Wed, 12/28/2011 - 17:43 | 2017277 TheAkashicRecord
TheAkashicRecord's picture

And so castles made of QE fall into the sea, eventually 

Benji Hendrix 

Wed, 12/28/2011 - 17:52 | 2017300 ToNYC
ToNYC's picture

One World ATM has come to the Empire of the Fed and the Digital Zeros über Alles.

Wed, 12/28/2011 - 20:09 | 2017636 swani
swani's picture

Nothing to see here, just business as usual. 

Wed, 12/28/2011 - 22:23 | 2017989 chindit13
chindit13's picture

If the ECB survives the tenure of these swaps, all it is doing is postponing the day of reckoning for the euro, because the ECB will have to buy dollars to pay Ben back.  I guess the goal is that in the meantime there will be a change in market sentiment plus the kind of "growth" the US has experienced as of late (surging imports of oil and Chinese stuff), so that the market will want euros vs. dollars.  That hope is probably misplaced.

It is useful to keep an open mind and not close it to the possibility that Bernanke will change/has changed his stripes.  The Bernanke since OpTwist seems to be a different Bernanke than before it.  A cursory look at the Fed's balance sheet might be deceptive.  Yes, M2 growth has been high from July to November, but that may well be due to financial disintermediation.  For example, there has been a huge shift toward liquidity and out of non-M2 items such as long term time deposits, suggesting a system wide liquidity problem.  Bernanke has also made statements to the effect that elected officials now must do their part (cut spending and lessen deficits).  It is even possible that Bernanke was sending a message when he told the WSJ reporter, who profiled Bernanke last month, that Bernanke's bedtime reading was about Germany in the period between the end of WWI and the beginning of WWII.

It might be that Bernanke sees a fork in the road ahead, with both routes leading over a cliff, but that he will only be blamed for one route taken.  Thus, he'll take a deflationary depression with a surviving dollar over an inflationary depression and a collapsed dollar.

Wed, 12/28/2011 - 23:09 | 2018079 moonstears
moonstears's picture

Hey, China and Japan wanna forget dollars, trade the yen/yuan. I'm American, I use dollars, too. Ben's plan was always to create NEED for dollars, with these swaps. It's not rocket science, I'm a f'in hs dropout, GED w/ "some college" finally self educating. The dollar sucks, but when it goes, US commerce sucks, OUR commerce sucks.
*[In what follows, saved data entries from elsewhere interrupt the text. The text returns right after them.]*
PR #1100, opened 2025-08-08
Add free-threading wheels (missing!)

henryiii:
A little modernization, but mostly adding the missing 313t classifier to build free-threading wheels. If #1099 is merged first, this should be rebased, otherwise that one should be rebased. Also 314t should be added.

### DIFF
--- a/.github/workflows/release.yml
+++ b/.github/workflows/release.yml
@@ -47,7 +47,7 @@ jobs:
       fail-fast: false
       matrix:
         os: [ubuntu-latest, windows-latest, macos-13, macos-latest, ubuntu-24.04-arm, windows-11-arm]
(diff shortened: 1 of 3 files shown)


HDembinski:
@henryiii #1099 was merged, and I rebased this, but building the cp313t wheels fails with a strange linker error.

HDembinski:
The failure of Coverage / coverage is unrelated to this patch. An update in one of the optional dependencies broke the tests. I cannot reproduce this on my local computer, so difficult to track this down.

henryiii:
I believe this is a warning (treated as an error) that the runtime value could be larger than the maximum allocatable size. GCC can't know the size of `num_shards` at compile time, so it assumes it could be too large. There must be some warning enabled here that we don't have enabled in pybind11. I'll see if we can fix it there.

I'm of two minds about Ben's loaning out bucks, abroad, and feel if you're American, you should be, too. 

 

Thu, 12/29/2011 - 10:13 | 2018934 cranky-old-geezer
cranky-old-geezer's picture

 

 

Looks like you're seeing trees, not the forest.

Fiat currencies are vehicles to transfer wealth from citizens to bankers (and governments to a lesser extent), with the central bank as the gatekeeper.

My belief is the '08 crash was caused by bankers to justify faster wealth transfer from citizens to bankers ...which has occurred.

Everything since then has transferred wealth from citizens to bankers (and governments).

This is why monetary maneuvers are used to address a solvency crisis. Providing more debt funding rather than enforcing less spending.

Fiscal restraint isn't the goal ...obviously. Wealth transfer is the goal. Looting citizens is the goal.

With this true goal in mind it's easy to see what will happen going forward, more currency creation, more debt funding, no fiscal restraint, as currencies are steadily debased.

Inflationary depression for citizens is the chosen path, because looting citizens is the goal.

Thu, 12/29/2011 - 00:36 | 2018230 EZYJET PILOT
EZYJET PILOT's picture

Am I right in thinking the swapped dollars and Euros are concieved out of thin air? So the ECB gives the dollars to the banks but when it has to pay back the dollars to the Fed it probably just prints again, likewise the Fed in euros.